Glasgow requires AAA including Chemistry and Biology. Oxford requires A*AA including Chemistry and Biology/Physics/Mathematics. Most successful applicants achieve these grades on first sitting with strong predicted grades from their school. Resit policies differ: Glasgow — Resits permitted only with exceptional circumstances; standard expectation is one-sitting AAA.. Oxford — Resits accepted in extenuating circumstances only - competitive applicants typically achieve A*AA in one sitting..

Glasgow — GCSE English at grade 6/B; Biology at grade 6/B if not studied at A-Level. GCSE retakes accepted. Oxford — Mean 10 A* (96% A* proportion) at GCSE for interviewees, contextualised to school performance. <90% A* still possible (~30 interviewed) where school performance is weaker.

Glasgow's selection methodology: Shortlisting is UCAT-only after minimum academic, personal statement and reference checks. Personal statement reviewed post-interview, before offers, but not scored. Oxford's selection methodology: 50% GCSE + 50% UCAT for shortlisting top 340 home applicants (out of ~1100). 80 borderline cases reviewed by Shortlisting Committee. Fully contextualised to applicant's school. Understanding each school's exact algorithm is the single highest-leverage piece of pre-application research — it tells you whether your profile is competitive before you spend an application choice.

Glasgow: Scottish: 473/565 = 84% (2025); RUK: 128/216 = 59%; International: 114/161 = 71%. Oxford: Home student: 165/393 = 42% (2025); International: 8/33 = 24%. ~425 total home + international shortlisted each year.. Post-interview odds tell you how competitive each school is at the final stage. Two schools with similar UCAT thresholds can have very different post-interview rates — a school with a 60% post-interview success rate is structurally easier to convert than one at 25%.
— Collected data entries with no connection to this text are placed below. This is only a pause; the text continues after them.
PR #5399, opened 2021-08-05
Watch base config paths in addition to canonicalized paths

ncfavier:
Implements the suggestion at https://github.com/alacritty/alacritty/issues/2237#issuecomment-479242735 to watch both the base config paths and their canonicalised versions.

Tested to make sure both things work.


alacritty/src/config/monitor.rs
```diff
@@ -16,17 +16,20 @@ const DEBOUNCE_DELAY: Duration = Duration::from_millis(10);
...
-                None
-            },
-        })
-        .collect();
+    // Also watch the targets of symbolic links
+    paths.append(
+        &mut paths
+            .iter()
+            .filter_map(|path| match fs::canonicalize(&path) {
+                Ok(canonical_path) if canonical_path != *path => Some(canonical_path),
```
chrisduerr, line 24: We maybe should make sure this is actually a symlink. This way it would also add a path twice if it contains segments like `/../`, which is unnecessary. So to ensure the number of watched paths is as small as possible, we should only add symlinks twice.

chrisduerr (changes requested):
This still needs a changelog entry.

Which systems did you test this on?

alacritty/src/config/monitor.rs
ncfavier: Yes, and the current version is wrong anyway: we're not filtering the base paths anymore so we might end up watching a non-existent path.

ncfavier:
Tested on NixOS on x86_64-linux.

ncfavier:
I made it not ignore `Rename` events because I couldn't find a reason for that in the first place.

Tested on the same platform.

chrisduerr:
> I made it not ignore Rename events because I couldn't find a reason for that in the first place.

Because renaming a file does not modify the configuration file in any relevant way.

ncfavier:
It does if you're renaming `~/.config/alacritty/foo` to `~/.config/alacritty/alacritty.yml` (an unusual scenario, but still no reason to ignore it).

chrisduerr:
No it doesn't, because the content of the configuration file doesn't change.

ncfavier:
1. move `alacritty.yml` to `foo`
2. edit `foo`
3. move `foo` back to `alacritty.yml`

(don't do these too fast or it might get debounced into a single `Write` event)

I've tested this: 0.9.0 doesn't reload, this PR reloads.

chrisduerr:
If you want to make life hard on yourself, I guess you could do that. I suppose it doesn't hurt.

alacritty/src/config/monitor.rs
```diff
@@ -73,17 +88,15 @@ pub fn watch(mut paths: Vec<PathBuf>, event_proxy: EventProxy) {
...
-                        continue;
-                    }
-
+                | DebouncedEvent::Chmod(path)
+                    if paths.contains(&path) =>
+                {
                     // Always reload the primary configuration file.
                     event_proxy.send_event(Event::ConfigReload(paths[0].clone()));
-                },
+                }
```
chrisduerr, line 99:
```suggestion
                },
```

alacritty/src/config/monitor.rs
```diff
@@ -15,18 +14,34 @@ const DEBOUNCE_DELAY: Duration = Duration::from_millis(10);
...
-                error!("Unable to canonicalize config path {:?}: {}", path, err);
-                None
-            },
-        })
-        .collect();
+pub fn watch(paths: Vec<PathBuf>, event_proxy: EventProxy) {
+    let paths = {
+        let mut paths_tmp = Vec::new();
+        for path in paths {
+            if path.exists() {
```
chrisduerr, line 21: Is checking for the existence of a path really necessary? In theory files can be deleted at any time and iirc paths are only passed to the monitor when the config could be loaded. So effectively this only covers for the case that config files have been deleted in the nanoseconds between parsing and monitor creation? Correct me if I'm wrong on this.

alacritty/src/config/monitor.rs
```diff
@@ -15,18 +14,34 @@ const DEBOUNCE_DELAY: Duration = Duration::from_millis(10);
...
-            Ok(path) => Some(path),
-            Err(err) => {
-                error!("Unable to canonicalize config path {:?}: {}", path, err);
-                None
-            },
-        })
-        .collect();
+pub fn watch(paths: Vec<PathBuf>, event_proxy: EventProxy) {
+    let paths = {
+        let mut paths_tmp = Vec::new();
```
chrisduerr, line 19: The unfortunate naming of this variable indicates that this is probably not the greatest way to solve this problem. I don't think it should be necessary to create a separate vector.

alacritty/src/config/monitor.rs
```diff
@@ -15,18 +14,34 @@ const DEBOUNCE_DELAY: Duration = Duration::from_millis(10);
...
+        for path in paths {
+            if path.exists() {
+                paths_tmp.push(path.clone());
+
+                // Also watch the targets of symbolic links
+                match path.symlink_metadata() {
+                    Ok(metadata) if metadata.file_type().is_symlink() => {
+                        match path.canonicalize() {
```
chrisduerr, line 27: By only canonicalizing paths that are symlinks, we're leaving us open for paths to be watched multiple times even though they're not symlinks.

Take the following example:
 - /tmp/../alacritty.yml
 - /alacritty.yml

Both are the same file, but only one of them needs to be watched.

Ultimately this should never happen without user error, but doing it "right" is basically the same effort as not, so I see no reason why we wouldn't do it properly.

alacritty/src/config/monitor.rs
```diff
@@ -15,18 +14,34 @@ const DEBOUNCE_DELAY: Duration = Duration::from_millis(10);
...
+pub fn watch(paths: Vec<PathBuf>, event_proxy: EventProxy) {
+    let paths = {
+        let mut paths_tmp = Vec::new();
+        for path in paths {
+            if path.exists() {
+                paths_tmp.push(path.clone());
+
+                // Also watch the targets of symbolic links
+                match path.symlink_metadata() {
+                    Ok(metadata) if metadata.file_type().is_symlink() => {
```
chrisduerr, line 26: These operations should be chained. We shouldn't have three levels of conditionals (match -> if -> match) when all of that can be done in a single map/filter/whatever chain.

CHANGELOG.md
```diff
@@ -10,6 +10,7 @@ The format is based on [Keep a Changelog](https://keepachangelog.com/en/1.0.0/).
 ### Changed
 
 - `ExpandSelection` is now a configurable mouse binding action
+- The config watcher now watches the base config paths in addition to symbolic link targets
```
chrisduerr, line 13: I find this phrasing a bit difficult. "Base config path" for me sounds canonicalized, but in this case means the symlink itself. Maybe making it a bit simpler would make things easier to understand.

I'd propose something like this maybe:
```suggestion
- Reload configuration files when their symbolic link is replaced
```

I think that this documentation should be easier to understand, more directly correlated to the changes a user would expect and more concise. The wording "their symbolic link is replaced" is still a bit imprecise and awkward, though it's probably fine.

chrisduerr (changes requested):

alacritty/src/config/monitor.rs
ncfavier: I couldn't find a function in the standard library that canonicalises paths without resolving symlinks. What are you thinking?

chrisduerr: We can still check if the file is a symlink, that is no problem. But we should **always** push the canonicalized path and only push the non-canonicalized one if the file is a symlink. Basically exactly the opposite way of what you've done right now.

ncfavier: Indeed, that makes more sense.

alacritty/src/config/monitor.rs
ncfavier: You're right, that's a useless check.

alacritty/src/config/monitor.rs
ncfavier: The problem with a more functional approach is that I'd need a `flat_map` along the way (because each input path can yield 0, 1 or 2 output paths), and Rust doesn't have a `yield` keyword so it seems like a pain in the behind to generate iterators ad hoc.

I could however make the code itself flatter.

chrisduerr: In this case itself, there's only ever one path being yielded. I'm not talking about the loop in general, just about everything past the symlink metadata check.

ncfavier: Oh, ok. I just pushed code implementing the new logic, I don't think this discussion applies anymore.

alacritty/src/config/monitor.rs
ncfavier: My Rust knowledge is probably at fault here, but the alternatives I see are:
- using iterators, which runs into the problem I was describing
- modifying the vector in place, which sounds a lot more cumbersome and inefficient than creating a new one

alacritty/src/config/monitor.rs
ncfavier: It seems like the formatter is [complaining](https://builds.sr.ht/~undeadleech/job/568957#task-rustfmt-77) about this

alacritty/src/config/monitor.rs
chrisduerr: Just to clarify: I'll try and play around with a few options myself when I got the time. I just need a little time until I can get around to it.

alacritty/src/config/monitor.rs
chrisduerr: You're right. I'm really surprised by this since we have `match_block_trailing_comma = true` in our config.

I feel like this might be somewhat of a bug, because it doesn't happen without the `if`.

Glasgow is in Glasgow, UK. Oxford is in Oxford, UK. Scottish-domiciled applicants funded by SAAS pay no tuition fees at Scottish medical schools — a substantial funding advantage worth tens of thousands of pounds over the degree. Rest-of-UK applicants still pay £9,250/year.
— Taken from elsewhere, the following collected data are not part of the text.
PR #5401, opened 2021-08-06
Apply 'font.glyph_offset' for underline/strikeout

### LINKED ISSUE #5304: Apply glyph offset to underline and strikeout

kchibisov:
Fixes #5304.

### DIFF
--- a/CHANGELOG.md
+++ b/CHANGELOG.md
@@ -10,6 +10,7 @@ The format is based on [Keep a Changelog](https://keepachangelog.com/en/1.0.0/).
 ### Changed
 
 - `ExpandSelection` is now a configurable mouse binding action
+- `font.glyph_offset` is now applied to underline/strikeout
 
 ## 0.9.0
 
--- a/alacritty/src/display/mod.rs
+++ b/alacritty/src/display/mod.rs
@@ -538,7 +538,7 @@ impl Display {
             });
         }
 
-        let mut rects = lines.rects(&metrics, &size_info);
+        let mut rects = lines.rects(&metrics, &size_info, &config.ui_config.font.glyph_offset);
 
         if let Some(vi_mode_cursor) = vi_mode_cursor {
             // Indicate vi mode by showing the cursor's position in the top right corner.
--- a/alacritty/src/renderer/rects.rs
+++ b/alacritty/src/renderer/rects.rs
@@ -9,6 +9,7 @@ use alacritty_terminal::term::cell::Flags;
 use alacritty_terminal::term::color::Rgb;
 use alacritty_terminal::term::SizeInfo;
 
+use crate::config::ui_config::Delta;
 use crate::display::content::RenderableCell;
 use crate::gl;
 use crate::gl::types::*;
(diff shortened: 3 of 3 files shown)


chrisduerr (changes requested):
I question the correctness of this, especially when it comes to the X offset.

Fundamentally the idea behind these offsets should be to better align the content within the cells, so why would we offset the X position? Our calculations should always position the X position correctly relative to the cell, so I see no reason to ever apply the offset here.

The Y position is based on metrics, so it's more likely that there is an actual issue that would have to be fixed, but there's no concrete correlation between glyph position and underline metrics, so there's no guarantee that a single offset would work for both.

Is there any concrete example for an issue this patch fixes for you?

kchibisov:
I think it's pretty straight forward to test this, you just run alacritty with `alacritty -o font.glyph_offset.x=10 font.glyph_offset.y=10` and look on underline/strikeout text with and without a patch.
picture

chrisduerr:
The assumptions you're making are flawed though. You're using the offset on a font that has already correctly positioned glyphs, effectively moving them to an incorrect location. When realistically the goal should be to move incorrectly positioned glyphs to a correct location.

As you can see with your cursor, your usage of the glyph offset breaks the terminal. The underlines are aligned properly with the grid.

kchibisov:
Yeah, but underlines are attached to glyphs, since underlines/strikeout metrics are being taken from the glyphs, and if you move glyphs you should also move underlines/strikeouts with them. It breaks terminal with big glyph offset, but if you're using small glyph offset with `font.offset` it doesn't break anything, but puts strikeout in particular in a correct (so it crosses the glyphs) position.

chrisduerr:
> Yeah, but underlines are attached to glyphs, since underlines/strikeout metrics are being taken from the glyphs

Not the X position though. The X position is solely based on the cell position, not on the glyph.

The glyphs aren't moved *out of* place, they're moved *into* place. Talking just about X position the goal of the offset is to place glyphs correctly within the cell, while underlines will **always** be placed at the correct location since they always go from the start to the end of the cell. So what argument is there to apply an offset here?

kchibisov:
As it was discussed on IRC we can only apply `glyph_offset` to `y` coordinate, so in a cases where `offset.y` is negative underlines and strikeouts "wouldn't be out of place".

chrisduerr:
Appling the y offset could *sometimes* be correct, but certainly not always. I'm not sure if it's more commonly required or not.

If people usually use the glyph_offset to adjust for additional space created by the offset, then this would be a reasonable patch. But if people primarily use the glyph_offset to fix positioning of the glyphs themselves then I'm not sure.

Have you ever run into any fonts where adjusting the glyph_offset was necessary without adjusting the offset?

kchibisov:
>Have you ever run into any fonts where adjusting the glyph_offset was necessary without adjusting the offset?

I think yes, and it was due to hinting or fractinal font sizes or something like that, or I just wanted to 'center' glyphs in the cell sometimes, since sometimes some letters too close to the top of the cell.

chrisduerr:
Really don't know how to feel about this, but I guess we can just go with applying the offset just to `y` and rolling with that until somebody complains. If nobody does it probably works fine.

kchibisov:
nah, don't want this anymore.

Glasgow typically releases medicine decisions March onwards. Oxford releases medicine decisions January. If one is earlier than the other, you may need to hold a decision while waiting for the second school — be ready to compare in real time.

Glasgow runs a PBL curriculum. Oxford runs a Traditional curriculum. The teaching philosophies differ — pick the style that matches how you learn best. Glasgow specifics: Five-year MBChB built around problem-based learning groups, with early clinical exposure from Year 1. Oxford specifics: Three years pre-clinical (Years 1-3 BMBCh first part) at Oxford, then three years clinical at Oxford-affiliated NHS hospitals. Tutorial system means small-group teaching alongside lectures throughout.

You can — UCAS allows 4 medicine/dentistry choices in total, so listing both is feasible if your profile fits each school's selection algorithm. Apply to both only if your UCAT, GCSE and predicted-grade profile is competitive against each school's published weighting. A common mistake is using two of your four slots on similar schools when a more spread-out portfolio (one safe + one stretch) would maximise overall offer probability.